Family Disputes Officer's Claims After Neighbors' Feud Turns Deadly

An elderly man died from his injuries and two women suffered non-life-threatening injuries

A 91-year-old Chicago woman shot following an altercation with her neighbors, one of which is an off-duty police officer, is disputing claims made by police about what led to the shooting that killed her husband and left another woman wounded.

“This family is grieving and they are hurting and there’s a story out there being told that’s not the truth,” attorney Brunell Donald-Kayei, who represents Hazel Jones, told reporters Thursday.

The shootings occurred at about 2:15 p.m. last Friday outside two homes in the 8400 block of South Carpenter.

According to a statement from Chicago Police, the officer was inside the home when he heard his wife and a female neighbor arguing. The officer said he went outside and witnessed the neighbor throwing dirt and rocks at his wife and hitting here with a broom.

At that point, police say the neighbor's husband, 86-year-old Joe Huff, came out with a shotgun and fired, hitting the officer's wife in the arm and head. At that point, the officer says he shot Huff, and when Huff's wife tried to pick up the shotgun, he shot her as well after she ignored a verbal order not to.

Huff died from his injuries and the two women suffered non-life-threatening injuries.

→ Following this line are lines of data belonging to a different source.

PR #401, opened 2023-03-20
Remove KSF parameters and mention config updates

### LINKED ISSUE #392: Rotating server keypair
I am missing mention/protocol/description of how can the server keypair be rotated. To me this is a bit surprising because I am used for keys to have expiration and are rotated before that expiration. OPAQUE seems to expect that server keys will be in use forever or at least be changed only after a compromise?

Currently, the only way I can see that rotation is done is by having support for that in clients so that they re-register after successful login. But clients might misbehave or simply skip that step. It looks to me like a potential deployment nightmare where some clients keep using old keypair.

### LINKED ISSUE #394: Migration to a new protocol version, hash, etc.
With regular password based authentication when the client sends the password to the server over TLS connection, migration to new ways of storing passwords is relatively easy: on successful login you migrate the user to new version or new hash, etc. Completely transparent to the user/client.

I am trying to understand how can this be done with OPAQUE. For example, how to bump hash complexity or pick a new hash? It looks like client would have to do that in some way (similar to #392).

Should a description of steps here be documented in the spec? Some recommended practice?

Maybe the solution is to always do both registration and login, which would probably address this, #392, and #388. In a way this is what sending plaintext password is: you can register the user, login the user, or even both at the same time, with the same type of a message (username and password) to the server.

### LINKED ISSUE #398: `params` in `Stretch`
When investigating what the right salt to use for Argon2 is, I noticed that the spec talks says the following:
> Stretch(msg, params): Apply a key stretching function with parameters `params` to stretch the input `msg` and harden it against offline dictionary attacks.

I'm not sure what `params` is supposed to be here and it's not specified anywhere else. I believe this should be removed from the spec?

---

For context:
I noticed that some OPAQUE implementations use a zero salt for Argon2, which I believe is incorrect. For example in Rust, Argon2 implementations sometimes **require** a salt, which according to the Argon2 specification is not correct. So OPAQUE implementations just used a zero salt.

### LINKED ISSUE #399: Include test vectors for Argon2id
Current test vectors use the Identity function as KSF.
while PoC implementation uses scrypt.

### LINKED ISSUE #400: what is the salt value for Argon2id?
In the parametrization for KSF=Argon2id there is no specification for the salt parameter expected by Argon2id.

According to [spec](https://www.password-hashing.net/argon2-specs.pdf): "...salt must be at least 8 bytes, and 16 for password hashing..."

chris-wood:
Closes #400
Closes #399 
Closes #398 
Closes #394 
Closes #392

### DIFF
--- a/draft-irtf-cfrg-opaque.md
+++ b/draft-irtf-cfrg-opaque.md
@@ -320,6 +320,7 @@ The following functions are used throughout this document:
 - concat(x0, ..., xN): Concatenate byte strings. For example,
   `concat(0x01, 0x0203, 0x040506) = 0x010203040506`.
 - random(n): Generate a cryptographically secure pseudorandom byte string of length `n` bytes.
+- zeroes(n): Generate a string of `n` bytes all equal to 0 (zero).
 - xor(a,b): Apply XOR to byte strings. For example, `xor(0xF0F0, 0x1234) = 0xE2C4`.
   It is an error to call this function with arguments of unequal length.
 - ct_equal(a, b): Return `true` if `a` is equal to `b`, and false otherwise.
@@ -1679,9 +1680,9 @@ parameters that are needed to prevent cross-protocol or downgrade attacks.
 Absent an application-specific profile, the following configurations are RECOMMENDED:
 
 - ristretto255-SHA512, HKDF-SHA-512, HMAC-SHA-512, SHA-512,
-    Argon2id(t=1, p=4, m=2^21), ristretto255
+    Argon2id(S = zeroes(16), p=4, T = 32, m=2^21, t=1, v = 0x13, K = nil, X = "RFCXXXX", y = 2), ristretto255
 - P256-SHA256, HKDF-SHA-256, HMAC-SHA-256, SHA-256,
-    Argon2id(t=1, p=4, m=2^21), P-256
+    Argon2id(S = zeroes(16), p=4, T = 32, m=2^21, t=1, v = 0x13, K = nil, X = "RFCXXXX", y = 2), P-256
 
 Future configurations may specify different combinations of dependent algorithms,
 with the following considerations:
--- a/draft-irtf-cfrg-opaque.md
+++ b/draft-irtf-cfrg-opaque.md
@@ -1680,9 +1680,9 @@ parameters that are needed to prevent cross-protocol or downgrade attacks.
 Absent an application-specific profile, the following configurations are RECOMMENDED:
 
 - ristretto255-SHA512, HKDF-SHA-512, HMAC-SHA-512, SHA-512,
-    Argon2id(S = zeroes(16), p = 4, T = 32, m = 2^21, t = 1, v = 0x13, K = nil, X = "RFCXXXX", y = 2), ristretto255
+    Argon2id(S = zeroes(16), p = 4, T = Nh, m = 2^21, t = 1, v = 0x13, K = nil, X = nil, y = 2), ristretto255
 - P256-SHA256, HKDF-SHA-256, HMAC-SHA-256, SHA-256,
-    Argon2id(S = zeroes(16), p = 4, T = 32, m = 2^21, t = 1, v = 0x13, K = nil, X = "RFCXXXX", y = 2), P-256
+    Argon2id(S = zeroes(16), p = 4, T = Nh, m = 2^21, t = 1, v = 0x13, K = nil, X = nil, y = 2), P-256
 
 Future configurations may specify different combinations of dependent algorithms,
 with the following considerations:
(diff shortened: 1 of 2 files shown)


bytemare (approved):

daxpedda:
This doesn't address the issue in #400 and only partially addresses #398 (by removing `params`):
the question of what size of salt to use. Specifically to either use none if allowed by the spec or to use all zeroes.

chris-wood:
The point of this change is that the choice of KSF parameters is _entirely up the application_. It is not something that OPAQUE specifies. Thus, I believe it addresses all the issues referenced.

daxpedda:
I agree with that approach, imo OPAQUE should not deal with KSF parameters.

But there is a problem we might want to address one way or another: currently there is no consensus on the salt issue and it will eventually lead to incompatible implementations (e.g. https://github.com/facebook/opaque-ke/pull/275).

It would help to add a note just saying what to do here, which is actually still unclear. If I had nothing else but the spec to go by, I would not use a salt at all, which no implementation I know of does.

If it's still decided that we don't want to mention a salt at all in the spec, I would suggest an alternative solution. Currently Argon2 is the recommended algorithm, like the other recommended algorithms (P-*, Ristretto255), maybe adding test vectors would help. Which was requested in https://github.com/cfrg/draft-irtf-cfrg-opaque/issues/399, I assume the idea was rejected because we don't want to make it look like specific KSF parameters are suggested?

daxpedda:
In `opaque-ke` the output size is determined by the input size, which is the output size of the hash function used in the OPRF. So `Nh`, according to the spec.

I was wondering how that happened, but I found other implementations which did the same: [stef's implementation](https://github.com/stef/libopaque/blob/3ff26cd7fd5fa618361c33cf0c0c7e563a252a71/src/opaque.c#L208-L212), for example, did this too.

This is another point implementations have silently agreed on without the specification. This problem seems to get bigger as we go :laughing:.

I have to say that personally I don't have a stake in this, my use-cases don't require compatibility between multiple implementations, I'm using the same on both sides. Maybe somebody else with an actual stake in this will have more to say.

draft-irtf-cfrg-opaque.md
```diff
@@ -1677,8 +1680,9 @@ parameters that are needed to prevent cross-protocol or downgrade attacks.
 Absent an application-specific profile, the following configurations are RECOMMENDED:
 
 - ristretto255-SHA512, HKDF-SHA-512, HMAC-SHA-512, SHA-512,
-    Argon2id(t=1, p=4, m=2^21), ristretto255
-- P256-SHA256, HKDF-SHA-256, HMAC-SHA-256, SHA-256, Argon2id(t=1, p=4, m=2^21), P-256
+    Argon2id(S = zeroes(16), p = 4, T = 32, m = 2^21, t = 1, v = 0x13, K = nil, X = "RFCXXXX", y = 2), ristretto255
+- P256-SHA256, HKDF-SHA-256, HMAC-SHA-256, SHA-256,
+    Argon2id(S = zeroes(16), p = 4, T = 32, m = 2^21, t = 1, v = 0x13, K = nil, X = "RFCXXXX", y = 2), P-256
```
daxpedda, line 1685: That would add another point: associated data.

chris-wood: X is the associated data here.

daxpedda: Yes, what I meant to say is that this would another parameter that is not specified by the spec which will have to be silently agreed on to make implementations compatible.

Basically, until now associated data was left empty (I didn't check more implementations, but kevinlewi's and stef's is empty), now, implementations will probably use `RFCXXXX` as their associated data for all KSF's, even though the spec doesn't say you should do that.

chris-wood:
To hopefully avoid further nit picks, I just made the output length be `Nh` and set associated data to `nil`.

draft-irtf-cfrg-opaque.md
```diff
@@ -2275,7 +2292,9 @@ outputs computed during the authentication of an unknown or unregistered user. N
 All values are encoded in hexadecimal strings. The configuration information
 includes the (OPRF, Hash, KSF, KDF, MAC, Group, Context) tuple, where the Group
 matches that which is used in the OPRF. These test vectors were generated using
-draft-10 of {{OPRF}}.
+draft-21 of {{OPRF}}. The KSF used for each test vector is the identity function
```
armfazh, line 2295: May I suggest to use argon2id but with short `m`, for example instead `m = 2^21` set `m=8`.

kevinlewi (approved):
Sorry for the delays in getting to this review, but overall looks good to me!

Although I am probably just reiterating @chris-wood's points: I think that aligning implementations on the usage of OPAQUE with specific key stretching functions is outside of the scope of this spec.

This applies to mentioning anything about KSF salt length (for example), which some applications that use OPAQUE may want to align on... but I see as still being outside of the spec scope.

An attorney representing Huff's wife, Jones, who was recently released from the hospital after being treated for three gunshot wounds, says there are several discrepancies between what the officer claims and what Jones recounted.

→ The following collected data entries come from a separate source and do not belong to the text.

PR #402, opened 2023-03-21
Registration requires integrity

### LINKED ISSUE #393: Registration requires integrity protected channel
> Registration is the only stage in OPAQUE that requires a server-authenticated and confidential channel: either physical, out-of-band, PKI-based, etc.

I think the channel also has to protect integrity?

chris-wood:
Closes #393

@hugokraw -- can you please confirm this is correct?


hugokraw (commented):
Yes, integrity is needed. In an active  man-in-the-middle scenario there is no confidentiality without integrity (in the sense of confidentiality = authenticated encryption). If we use confidentiality (generically rather than with an explicitly defined mechanism) elsewhere, it needs to be understood as including integrity or as "authenticated encryption".

bytemare (approved):

kevinlewi (approved):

“This is a woman who’s fighting cancer, cholesterol, diabetes," Donald-Kayei said Thursday. "She takes zillions of pills a day and yet the police will have you believe that on the day in question she became Rambo, Arnold Schwarzenegger and all types of war heroes diving for a shotgun.”

Donald-Kayei claims that Jones did not throw dirt and rocks on her neighbor, but instead said the dirt and rocks were thrown at Jones by the neighbor. She also disputed the claim that Jones told her husband to "get that thing," referring to the shotgun.

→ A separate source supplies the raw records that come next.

PR #404, opened 2023-03-21
Add x25519 AKE test vectors

### LINKED ISSUE #238: Curve25519 support
We have a use case where a HSM is used to store the server private key. Currently almost all HSMs use the PKCS#11 standard, which doesn't have support for ristretto255 + DH. It is my understanding that OPAQUE had official support for X25519 in the past but dropped it in favor of ristretto255.

Is it possible to elaborate on the reasons for that decision? Is it still in scope to re-introduce it and provide test vectors?

I believe that OPAQUE already does support using any algorithm as long as it does fulfill the stated security requirements, but official support would still be very favorable.

It should be noted that HSMs can use P256 instead, which is already officially supported by OPAQUE, but many, including us, would like to use Curve25519 when possible.

chris-wood:
This did introduce some editorial changes to accommodate the x25519 AKE, but I don't think they're unreasonable. The actual reference implementation needs to be cleaned up somewhat, but I think we can at least use this to test for interop for the time being. I'll work on cleaning up the code in a bit, so, starting as a draft now.

Closes #238

cc @daxpedda


stef:
lgtm. thank you for this effort!

draft-irtf-cfrg-opaque.md
```diff
@@ -1385,22 +1385,67 @@ following fields:
...
+- ScalarMult(k, B): Implemented as scalar multiplication as described in
+  {{NISTCurves}}.
+
+#### Curve25519 Group
+
+This section describes the implementation of the AKE group based on Curve25519,
+as defined in {{?Curve25519=RFC7748}}.
+
+- DeriveAuthKeyPair(seed): This function is implemented by returning the private
+  key based on seed (of length `Nseed = 32` bytes), as described in {{Section 5 of Curve25519}}.
```
bytemare, line 1443: This function also puts out the public key

draft-irtf-cfrg-opaque.md
```diff
@@ -1691,6 +1736,12 @@ See {{RFC5869}} for details.
 MAC of suitable length. For example, if MAC is HMAC-SHA256, then `Nh` could be
 32 bytes.
 
+## AKE Implementations
+
+This function is implemented as
+  DeriveKeyPair(seed, "OPAQUE-DeriveAuthKeyPair"), where DeriveKeyPair is
+  as specified in {{OPRF, Section 3.2}}.
```
bytemare, line 1743: I'm not sure why that phrase is here

poc/ake_group.sage
```diff
@@ -0,0 +1,276 @@
...
+    def __init__(self):
+        self.b_in_bytes = 64
+        self.bmax_in_bytes = 2^128
+        self.s_in_bytes = 136
+        self.name = "SHAKE-256"
+        
+    def hash(self,input_str, l = 64):
+        m = hashlib.shake_256(input_str)
+        digest = m.digest(l) # Note: hashlib.shake_256 seems to be buggy in some Sage environments :-(
+        return digest
```
bytemare, line 65: Do we need this?

bytemare (changes requested):

draft-irtf-cfrg-opaque.md
chris-wood: Leftover. Removed.

draft-irtf-cfrg-opaque.md
chris-wood: Yep, fixed!

daxpedda:
That's pretty amazing @chris-wood! :tada:

Gonna report back as soon as I figure out why I couldn't make them work in `opaque-ke`.

draft-irtf-cfrg-opaque.md
```diff
@@ -1385,22 +1385,68 @@ following fields:
...
+  {{NISTCurves}}.
+
+#### Curve25519 Group
+
+This section describes the implementation of the AKE group based on Curve25519,
+as defined in {{?Curve25519=RFC7748}}.
+
+- DeriveAuthKeyPair(seed): This function is implemented by returning the private
+  key `k` based on seed (of length `Nseed = 32` bytes), as described in {{Section 5 of Curve25519}},
+  as well as the result of ScalarMult(k, B), where B is the base point of Curve25519.
```
daxpedda, line 1444: Why does this differ from the other groups?
Because OPRF doesn't specify a ciphersuite for Curve25519?

chris-wood: Yeah, exactly.

daxpedda:
https://github.com/cfrg/draft-irtf-cfrg-opaque/pull/404/commits/0253cbb7f78a0b56fd183895556828da832aed74 updated the `draft-irtf-cfrg-opaque.md` but not the other files, I am assuming the new ones are correct?

poc/ake_group.sage
```diff
@@ -0,0 +1,49 @@
...
+        return scalar
+
+    def element_byte_length(self):
+        return 32
+
+    def scalar_byte_length(self):
+        return 32
+
+    def random_scalar(self, rng):
+        return os.urandom(32)
```
kevinlewi, line 35: @chris-wood: This needs to apply the clamping operations to the scalar, otherwise it can generate an invalid X25519 private key

cc: @daxpedda

chris-wood: Aha! Good catch.

chris-wood:
@bytemare can you please take another look?

draft-irtf-cfrg-opaque.md
daxpedda: After consulting the spec again, I couldn't really find an answer to this. Doesn't removing the `G.HashToScalar` have any security implications at all?
And if not, why is it in place for the other ciphersuites?

chris-wood: I'm not sure I understand the question. But to try and reiterate, there was no existing function in the OPRF document we could point to, which is why we just lean on standard key generation for curve25519 -- treat random bytes as the key (scalar).

daxpedda: Ah, sorry, I can see how my question is confusing. So in `opaque-ke` we were using OPRF with a custom ciphersuite when chossing Curve25519, which was possible because the hash2curve specification does provide a ciphersuite for Curve25519.

So my question is: the other ciphersuites do use OPRF to derive a key pair in `DeriveAuthKeyPair`. So why do other ciphersuites need that but Curve25519 doesn't? I thought it was necessary to for security reasons (that I have no clue about).

chris-wood: Oh, I see! You're asking if it's necessary to map the input seed to a scalar using something like a random oracle? I don't _think_ it's necessary, but I actually don't know the answer off the top of my head. I think this should probably be asked on the list (I can do that).

daxpedda: Thank you!

poc/rfc7748.sage
```diff
@@ -0,0 +1,209 @@
...
+    result = bytearray(num_bytes)
+    for i in range(num_bytes):
+    	result[i] = (Integer(u) >> 8*i) & 0xff
+    return bytes(result)
+
+def decodeScalar25519(k):
+    k_list = string_or_bytes_to_list(k)    
+    k_list[0] &= 248
+    k_list[31] &= 127
+    k_list[31] |= 64
```
kevinlewi, line 34: Sorry @chris-wood, I think actually the previous configuration was correct. In RFC 7748 it is done correctly. If we can copy these lines over to the scalar generation code, we should be good.

poc/ake_group.sage
kevinlewi: Let's revert to:

    key[0] &= 248
    key[31] &= 127
    key[31] |= 64
 
 as was originally suggested. Sorry for the confusion!

poc/opaque_core.sage
```diff
@@ -53,39 +53,45 @@ class OPAQUECore(object):
...
+        pk = self.config.group.scalar_mult(sk, self.config.group.generator())
         return self.config.group.serialize(pk)
 
     def derive_group_key_pair(self, seed):
         return DeriveKeyPair(MODE_OPRF, self.config.oprf_suite.identifier, seed, _as_bytes("OPAQUE-DeriveAuthKeyPair"))
 
-    def create_cleartext_credentials(self, server_public_key, client_public_key, server_identity, client_identity):
+    def derive_auth_key_pair(self, seed):
+        if self.config.group.name == "x25519":
+            return seed, self.config.group.scalar_mult(seed, self.config.group.generator())
```
kevinlewi, line 64: @chris-wood Additionally, I believe we need to make sure that `seed` is clamped here, before using it. Otherwise, the private key that we generate will not be clamped (since it just equal to the seed).

poc/vectors/formatted.txt
```diff
@@ -240,6 +240,242 @@ e60
 
 #### Configuration
 
+~~~
+OPRF: ristretto255-SHA512
+Hash: SHA512
+KSF: Identity
+KDF: HKDF-SHA512
+MAC: HMAC-SHA512
+Group: x25519
```
kevinlewi, line 249: This should say `Group: curve25519`

kevinlewi (changes requested):
Based on above comments

kevinlewi:
Spec changes:
- Renamed "ScalarMult(k, B)" to "DiffieHellman(k, B)" to more accurately reflect that we are doing a DH operation in the places where it is mentioned in the spec
- Renamed the group's display name from "x25519" to "curve25519" in the test vectors

Sage POC code changes:
- Fixed clamping issue
- Added test to ensure that private key outputs for curve25519 are always clamped

< Not ready to merge just yet, still fixing a bug that was introduced when trying to merge with main branch>

kevinlewi (approved):
This is approved by me in case it wasn't clear :P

Fraternal Order of Police President Pat Camden on the day of the shooting called the incident a "tragedy."

"The minute a shotgun gets involved and somebody pulls the trigger it goes from being a simple dispute to a tragedy," Camden said.

Relatives from both families have said the couples had been feuding for almost a decade, arguments that were mostly verbal, but on at least one occasion involved a shovel.

“This is not something that started on the one hot day afternoon. This is something that’s been brewing about 12 years,” Donald-Kayei said.

Family members stood behind Jones as she told reporters she’s “trying to be alright.”

“We’re just filled with mixed emotions,” said Huff’s granddaughter Ebony Huff. “We’re hurt, we’re sad, we’re angry, we’re enraged. We feel hopeless, not defeated.”

“I’ve done everything I could to try to prevent this,” said Jones' nephew Dennis Johnson. “I’ve had fences installed, I’ve had this property surveyed, but we tried to let all that go to keep peace. If you look you’ll see that.”

Jones, 91, was charged with one count of aggravated assault to a police officer and two counts of battery, all misdemeanors. Family members and Donald-Kayei say they plan to fight those charges.

“This is a fight, this is not some stunt, people’s lives have been devastated and we have a duty, police officers owe us a duty, prosecutors owe us a duty to do a thorough investigation before you throw charges on people,” Donald-Kayei said. “There’s always two sides to a story. We will get to the bottom of this.”